Escolha dos laboratórios
Em nota, o Ministério da Saúde também informou que a responsabilidade pela realização dos testes sorológicos é do estabelecimento onde o doador está internado, que utiliza um laboratório de referência para a testagem e emissão de laudos. Esses exames podem ser feitos por laboratórios públicos ou privados, “desde que cumpram todas as exigências sanitárias”.

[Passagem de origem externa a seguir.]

PR #4594, opened 2015-11-09
Dynamic generation of mix commands for zsh completion.

jinyeow:
I wrote my own zsh completion file for mix today (didn't realise that oh-my-zsh already has one). I noticed that depending on the project, the mix tasks can change because of dependencies like phoenix or ecto.
E.g. usually you wouldn't have 'mix phoenix.server' except in the project directory for a phoenix web app.
This is my solution for "dynamic" generation of the _1st_arguments:
I replaced most of the _1st_arguments with just 

```
"${(@f)$(mix help | egrep "^mix " | tail -n+2 | sed 's/^mix //;s/\s\+#\s/:/')}"
```

The above line will allow the zsh user to autocomplete all available mix tasks. I just finished this and thought I should submit it for other oh-my-zsh users.

### DIFF
--- a/plugins/mix/_mix
+++ b/plugins/mix/_mix
@@ -5,41 +5,7 @@
 
 local -a _1st_arguments
 _1st_arguments=(
-    'app.start:Start all registered apps'
-    'archive:List all archives'
-    'archive.build:Archive this project into a .ez file'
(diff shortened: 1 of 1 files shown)


mcornella:
Already in `mix-fast`.

PR #4597, opened 2015-11-09
Fix open_command for msys in the git-for-windows SDK

marking:
Added an option for the msys value of $OSTYPE which is set by the git-for-windows SDK
https://github.com/git-for-windows/build-extra/releases/tag/git-sdk-1.0.1

### DIFF
--- a/lib/functions.zsh
+++ b/lib/functions.zsh
@@ -23,6 +23,7 @@ function open_command() {
     darwin*)  open_cmd="open" ;;
     cygwin*)  open_cmd="cygstart" ;;
     linux*)   open_cmd="xdg-open" ;;
+    msys*)    open_cmd="start" ;;
     *)        echo "Platform $OSTYPE not supported"
               return 1
               ;;


mcornella:
Can you tell me how to test this? How do you run oh-my-zsh from `Git for Windows`?

marking:
Here are the steps I used:

 - install the 'Git for Windows SDK' from https://github.com/git-for-windows/build-extra/releases/tag/git-sdk-1.0.1 (I believe anything built on MSys that has pacman included will do)
 - run {installDir}\mingw64_shell.bat
 - install zsh using pacman: 'pacman -S zsh'
 - from within bash, start zsh
 - install oh-my-zsh according to the instructions

eventually, I made a copy of mingw64_shell.bat named mingw64_zsh.bat that replaces launching mintty.exe with /bin/sh with /bin/zsh so I wouldn't have zsh running as a child process of bash, but I don't thin that is necessary for this.

mcornella:
Ok, I could try this, thank you for your clear instructions. Unfortunately, this doesn't work well with arguments with spaces in them. Let me investigate further...

mcornella:
Ok, I found the culprit. It seems the `start` command will interpret the first parameter as the title if this parameter contains spaces, so if you try `start "abc def"` it will open a new command prompt with the title being `abc def`. I solved it by adding `""`.

marking:
Oh, that’s right. I completely forgot about that. Thanks for the quick fix.



*From:* Marc Cornellà [mailto:notifications@github.com]
*Sent:* Monday, 30 November, 2015 01:43 PM
*To:* robbyrussell/oh-my-zsh
*Cc:* Mark Ingalls
*Subject:* Re: [oh-my-zsh] Fix open_command for msys in the git-for-windows
SDK (#4597)



Ok, I found the culprit. It seems the start command will interpret the
first parameter as the title if this parameter contains spaces, so if you
try start "abc def" it will open a new command prompt with the title being abc
def. I solved it by adding "".

—
Reply to this email directly or view it on GitHub
<https://github.com/robbyrussell/oh-my-zsh/pull/4597#issuecomment-160755614>
.

mcornella:
No worries, thanks for your contribution!

PR #4602, opened 2015-11-11
add --no-check-certificate option for wget

roramirez:


robbyrussell:
Hi there, I'm going to pass on this because we intentionally removed this back in Februrary after some discussions in #3607. It's not a safe default to instruct everyone to use

PR #4605, opened 2015-11-12
Makes the theme plugin sane

joehakimrahme:
A couple of improvements for the theme plugin
- Custom themes are looked for in `$ZSH_CUSTOM/themes`
- `lstheme` function doesn't cd to the directory anymore

### DIFF
--- a/plugins/themes/themes.plugin.zsh
+++ b/plugins/themes/themes.plugin.zsh
@@ -8,9 +8,9 @@ function theme
 	source "$RANDOM_THEME"
 	echo "[oh-my-zsh] Random theme '$RANDOM_THEME' loaded..."
     else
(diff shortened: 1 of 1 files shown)


apjanke:
Conflicts with #3337, #4471. See also #3743.

This would break the `theme` plugin for users who currently use it with custom themes because of the location change, and is inconsistent with the main `oh-my-zsh.sh`, which looks in both `$ZSH_CUSTOM` and `$ZSH_CUSTOM/themes`. The `themes` plugin should probably look in both places, too.

joehakimrahme:
Thanks for the review. I pushed a new commit taking into account both custom directories.
I haven't really looked into the issues you mention, but if there's any need, I can rebase my branch against their's.

PR #4608, opened 2015-11-14
aws: added an alias for changing the AWS access key set on a profile

cristim:


mcornella:
Shameless clone of #2949

PR #6070, opened 2017-05-07
Add shoryuken as a bundled command

phstc:
Given that `shoryuken` besides the start command, now support AWS SQS commands, such as `ls`, `purge`, `mv` etc, would be cool to have it a bundled command.


mcornella:
You can [add it to `BUNDLED_COMMANDS`](https://github.com/robbyrussell/oh-my-zsh/blob/master/plugins/bundler/README.md#add-additional-gems-to-be-wrapped).

PR #6071, opened 2017-05-08
Plugin,Arcanist: Add completion for the Arcanist plugin

ZviRackover:
Copied from the Arcanist source tree:
https://github.com/phacility/arcanist/blob/master/resources/shell/bash-completion


mcornella:
Obsolete.

PR #6073, opened 2017-05-08
Clone repo silently

matthewfranglen:
Currently the git clone will write the following to stderr:

    Cloning into '/${HOME}/.oh-my-zsh'...

This silences that message.

References #3251


matthewfranglen:
@ditta95aR I am not quite sure what you are saying

PR #6077, opened 2017-05-10
uses the ./jq parser to show node specific info

CodisRedding:
Uses the ./jq parser to show node specific info

At the moment the only function written is the `pv|package_version` function that shows the current node projects package.json version.

While inside the root of a node project (containing a package.json file) type:

`> pv`

or 

`> package_version`

Displays the project version

`v8.0.1`


mcornella:
Has no interest.

PR #6079, opened 2017-05-11
[git plugin] Run command only if there is any input

grongor:
It doesn't make sense to run `git branch -d $BRANCH` if the `$BRANCH` is empty.

cc @ncanceill


grongor:
bump

PR #6080, opened 2017-05-11
speed up chruby plugin by eliminating(as much as possible) calls to brew

T0mK0:
We don't need to call 'brew --prefix' 3 times.
In worst case we need to call it once or in case of default brew installation - never.
Single call to brew is about 200-400 ms , so we save almost a second of shell startup time in worst case.

### DIFF
--- a/plugins/aws/aws.plugin.zsh
+++ b/plugins/aws/aws.plugin.zsh
@@ -1,9 +1,24 @@
 _homebrew-installed() {
   type brew &> /dev/null
+  _xit=$?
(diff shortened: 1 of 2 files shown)


T0mK0:
added aws plugin speedup

kenden:
This fix looks a bit less invasive https://github.com/robbyrussell/oh-my-zsh/pull/6113

mikz:
Chruby was fixed in https://github.com/robbyrussell/oh-my-zsh/pull/5562

PR #6083, opened 2017-05-12
Comment about export being optional in dotenv plugin is misleading.

Adaephon-GH:
@arteezy `dotenv` does not automatically set environment variables from the contents of `.env` but only sources it into the current shell sessio. Therefore it may very well be necessary to export variables explicitly in many cases, otherwise they will not actually be available in the environment of subsequently started programs. 

 Stating that `export` is optional may lead to confusion, for example this question on StackOverflow: https://stackoverflow.com/q/43878291/2992551

### DIFF
--- a/plugins/dotenv/README.md
+++ b/plugins/dotenv/README.md
@@ -14,7 +14,7 @@ plugins=(git man dotenv)
 
 ## Usage
 
-Create `.env` file inside your project directory and put your local ENV variables there.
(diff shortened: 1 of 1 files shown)


arteezy:
@Adaephon-GH I must apologize. It was indeed a mistake on my part. When I tested the plugin, `.env` files w/ and w/o `export` worked. I used `PORT` variable, because it was the shortest to type. Both file formats changed the port to different numbers. Now I think I had `PORT` pre-set globally somewhere.  It was already defined, that's why it was working.

I fixed this issue in attached PR. Now the plugin accepts both file formats as was stated. This time I tested it more thoughtfully and carefully, on different machines (macOS and Ubuntu) with respect to global config.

Ainda conforme a pasta, os laboratórios são definidos pelos gestores locais de saúde (Estados e municípios) e estão sujeitos à fiscalização sanitária, por meio do Sistema Nacional de Vigilância Sanitária. Esses locais possuem registro no Cadastro Nacional de Estabelecimentos de Saúde (CNES) e são classificados como Unidade de Apoio ao Diagnóstico e Terapia (SADT). Ao todo, são mais de 30 mil estabelecimentos registrados.

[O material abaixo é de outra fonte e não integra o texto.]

PR #6088, opened 2017-05-13
Added support for Bash on Windows

rinyre:
Automatically will convert commands to their `.exe` equivalent if one exists and the user is running Bash on Windows. This uses the information [provided by Microsoft](https://github.com/Microsoft/BashOnWindows/issues/423#issuecomment-221627364) to determine if the user is running Windows based on `/proc/sys/kernel/osrelease`'s contents.

Bash on Windows will remap any file paths under `/mnt/c` or  their appropriate drive letter to the Windows equivalent, allowing one to even open files using a Windows binary.

### DIFF
--- a/plugins/command-not-found/command-not-found.plugin.zsh
+++ b/plugins/command-not-found/command-not-found.plugin.zsh
@@ -31,3 +31,22 @@ if type brew &> /dev/null; then
     eval "$(brew command-not-found-init)";
   fi
 fi
+
+# Bash on Windows support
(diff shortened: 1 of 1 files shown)


mcornella:
I know this is old but currently zsh already checks if the command ending with .exe exists, when you have `setopt correct` active (which is a default in OMZ).

I'll close this since automatically running a different binary doesn't seem like a sound idea, and also every WSL distribution will have its own command-not-found package.

Issue #6075, opened 2017-05-10
dotenv plugin does not properly escape values


hackel:
Using the dotenv plugin, when a backtick (`) is used in the key value, it does not get escaped, and it actually tries to run the contents as a shell command.  Pretty huge security vulnerability here.
e.g. .env file:
```
KEY=asdf`ls /`fdsa
```
echo $KEY
```
asdfbackup/
bin/
boot/
...etc.
vmlinuz.old@fdsa
```

The plugin is just sourcing the file, but .env files are not shell scripts!

mcornella:
See https://github.com/robbyrussell/oh-my-zsh/blob/master/plugins/dotenv/README.md#disclaimer. The user is responsible for what content is in `.env` files.

PR #6093, opened 2017-05-17
Fix dotenv plugin accepted file format and clarify README

### LINKED ISSUE #6074: dotenv does not run when starting a terminal in the dir
It requires that you `cd` into it in order to run.

https://github.com/robbyrussell/oh-my-zsh/blob/master/plugins/dotenv/dotenv.plugin.zsh

This is a very common workflow in tmux: splitting windows all within the same dir. `chpwd` is not triggered by this.

arteezy:
FIxes #6083, closes #6074, #6075

This PR fixes a bug reported in #6083, when in most cases `dotenv` plugin ignored lines without `export`. Now it recognises them by temporarily enabling `set -a` option. If this option was enabled before, it stays unmodified:

```sh
if [[ -o a ]]; then
  source .env
else
  set -a
  source .env
  set +a
fi
```
Now the plugin accepts both file formats as was stated.

Also, clarified the README and added disclaimer about plugin's capabilites, while offering alternative solutions, which should close #6074 and #6075 issues.

### DIFF
--- a/plugins/dotenv/README.md
+++ b/plugins/dotenv/README.md
@@ -2,19 +2,19 @@
 
 Automatically load your project ENV variables from `.env` file when you `cd` into project root directory.
 
-Storing configuration in the environment is one of the tenets of a [twelve-factor app](http://www.12factor.net). Anything that is likely to change between deployment environments–such as resource handles for databases or credentials for external services–should be extracted from the code into environment variables.
+Storing configuration in the environment is one of the tenets of a [twelve-factor app](http://www.12factor.net). Anything that is likely to change between deployment environments, such as resource handles for databases or credentials for external services, should be extracted from the code into environment variables.
 
 ## Installation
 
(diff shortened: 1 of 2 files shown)


Richard-Degenne:
Allow me to bump this PR up. I just spent a fair amount of time battling with my configuration before landing here.

cpitt:
Not sure if bumping works, but bump

vhquang:
I was about to submit the same PR. I am glad I do a check. Please also let me join the vote for this PR.

Richard-Degenne:
Yeah, for some reason, this PR has been open for over a year now, and we haven't had any feedback yet.

mcornella:
Thanks and sorry for the delay. Bumping helped!

vhquang:
@mcornella No problem, thank you for taking care of this. I notice there are over 700 open PR. That is for sure overwhelming.

PR #6101, opened 2017-05-23
Fix clean for tilde home directories

lukeb:
Ensure that wd clean! does not remove warp points to directories with tilde expansion home directories


mcornella:
Fixed in current version.

PR #6103, opened 2017-05-24
Fix autojump plugin for nix

aschmolck:
Under (at least recent versions of) nix the file is ending with .sh not .zsh.


mcornella:
Duplicate of #5163.

Issue #8380, opened 2019-11-12
Keychain plugin fails with .local domain name.


matthewhembree:
Keychain seems to write the environment files with the fqdn (which includes .local, in my case).

The Keychain plugin sources $HOME/.keychain/$SHORT_HOST-sh, which is not found. This leaves the SSH_AUTH_SOCK as the default macos one set by launchd. Identities never get added to the Keychain instantiated agent.

ssh-add -L (keychain -L)
"The agent has no identities."

I have added a line to my .zshrc as a workaround:
source "$HOME/.keychain/$HOST-sh"

macos 10.15.1

larson-carter:
Hello @matthewhembree Can you give me some more details on your enviroment? Such as DNS IP-Ranges DHCP?

mcornella:
You're right, as pointed out in [this commit comment](https://github.com/ohmyzsh/ohmyzsh/commit/95a3b2768033627d9ba3e347f368dffae92906b7#commitcomment-32794010) they use `$HOSTNAME` instead:

https://github.com/funtoo/keychain/blob/7e37e4b63529f4a1caae9ca5e6db42b10a6fd2f3/keychain#L1373-L1375

This is a simple change, can you submit a PR?

matthewhembree:
I'm not sure if it's relevant to go down the troubleshooting path. I'll compare may work with my home environment later.

```$HOSTNAME``` is empty on my system. ```uname -n``` returns the ```.local``` suffix.

It seems that the plugin could just call keychain as below and avoid all ambiguity when sourcing the pidfile:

— Cada Estado tem um ou mais laboratórios que prestam esse serviço de avaliação. Isso normalmente é descentralizado por uma questão de agilidade. Pode ser no hospital, em um laboratório público ou em laboratórios que prestam serviço para o Sistema Único de Saúde. Mas é obrigatório que seja feito. Existe como regra extrema seriedade nesse processo todo, confiamos muito e nunca se teve qualquer susto como esse que estamos vivendo agora nesses 60 anos em que se faz transplante no Brasil — destaca Neumann.
No Rio Grande do Sul, os exames sempre são feitos nos laboratórios dos hospitais onde está o doador, que têm liberação da Agência Nacional de Vigilância Sanitária (Anvisa) e são constantemente fiscalizados, afirma Caruso. Caso a instituição de saúde não tenha a estrutura necessária para fazer o teste na velocidade necessária, as amostras são enviadas para Porto Alegre e, em geral, avaliadas pela Santa Casa.
— O Sistema Nacional de Transplantes exige os critérios de segurança, mas cada Central Estadual tem autonomia para gerir de que forma fará isso. No nosso caso, optamos por fazer sempre em hospitais, com laboratórios que são fiscalizados e conceituados. Procuramos sempre ter essa segurança — aponta o coordenador, acrescentando que a Central Estadual faz uma vistoria para verificar a capacidade das instalações e, posteriormente, realiza revisões das estruturas:
— Então, toda vez que uma equipe se credencia para realizar transplantes, recebe a nossa vistoria. E o laboratório que eles usam tem todas as certidões e liberações sanitárias. Ou seja, tem condições de realizar de forma adequada os exames.